Membrane-localized magnetic hyperthermia promotes intracellular delivery of cell-impermeant probes

In this work, we report the disruptive use of membrane-localized magnetic hyperthermia to promote the internalization of cell-impermeant probes. Under an alternating magnetic field, magnetic nanoparticles (MNPs) immobilized on the cell membrane via bioorthogonal click chemistry act as nanoheaters and lead to the thermal disruption of the plasma membrane, which can be used for internalization of different types of molecules, such as small fluorescent probes and nucleic acids. Noteworthily, no cell death, oxidative stress and alterations of the cell cycle are detected after the thermal stimulus, although cells are able to sense and respond to the thermal stimulus through the expression of different types of heat shock proteins (HSPs). Finally, we demonstrate the utility of this approach for the transfection of cells with a small interference RNA (siRNA), revealing a similar efficacy to a standard transfection method based on the use of cationic lipid-based reagents (such as Lipofectamine), but with lower cell toxicity.
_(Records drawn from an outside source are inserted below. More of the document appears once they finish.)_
PR #622, opened 2019-03-28
Added support for holes in closed Lines. 

rfestag:
This is supported 2 ways: via fillRule (evenodd can be manually specified for self-intersecting shapes), or via a new holes parameter on Lines. Required a change to Arrow, as it inherits from Line but uses a modified ShapeConfig, and was complaining about missing parameters. Information on the two methodologies can be found here: https://stackoverflow.com/questions/13618844/polygon-with-a-hole-in-the-middle-with-html5s-canvas

I thought it made more sense to have Arrow use the LineConfig (since it inherits from Line) than ShapeConfig, as that would mean I would need to update ArrowConfig to have a `holes` property that likely isn't necessary. 

Please let me know if you have any questions or see any issues. I added two manual tests for visual verification, one using the 'evenodd' method on a self-instersecting shape, the other using multiple holes. They both have a red circle behind to demonstrate that nothing is drawn. If you see a better way to do the tests, let me know and I'd be happy to change it.

### DIFF
--- a/konva.js
+++ b/konva.js
@@ -5,10 +5,10 @@
 }(this, function () { 'use strict';
 
   /*
-   * Konva JavaScript Framework v3.2.3
+   * Konva JavaScript Framework v@@version
    * http://konvajs.org/
    * Licensed under the MIT
-   * Date: Thu Mar 21 2019
+   * Date: @@date
    *
    * Original work Copyright (C) 2011 - 2013 by Eric Rowell (KineticJS)
    * Modified work Copyright (C) 2014 - present by Anton Lavrenov (Konva)
@@ -76,10 +76,10 @@
               : {};
   var Konva2;
   (function (Konva2) {
-      Konva2.version = '3.2.3';
+      Konva2.version = '@@version';
   })(Konva2 || (Konva2 = {}));
   var Konva = {
-      version: '3.2.3',
+      version: '@@version',
       isBrowser: detectBrowser(),
       isUnminified: /comment/.test(function () {
           /* comment */
@@ -700,7 +700,7 @@
                   val = Math.round(val * 1000) / 1000;
               }
               else if (!util._isString(val)) {
-                  val = val.toString();
+                  val = val !== undefined ? val.toString() : undefined;
               }
               retArr.push(val);
           }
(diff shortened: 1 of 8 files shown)


rfestag:
I wanted to follow up on this. Would it be helpful if I removed konva.js (which appears to be built automatically during the tests) to make this easier to merge? I'm happy to make any changes you think are necessary.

These results open the possibility of developing new procedures for "opening and closing" cellular membranes with minimal disturbance of cellular integrity. This on-demand modification of cell membrane permeability could allow the direct intracellular delivery of biologically relevant (bio)molecules, drugs and nanomaterials, thus overcoming traditional endocytosis pathways and avoiding endosomal entrapment. In this work, we report the disruptive use of membrane-localized magnetic hyperthermia to promote the internalization of cell-impermeant probes (fluorescent molecules and small interfering RNA), without affecting cell viability.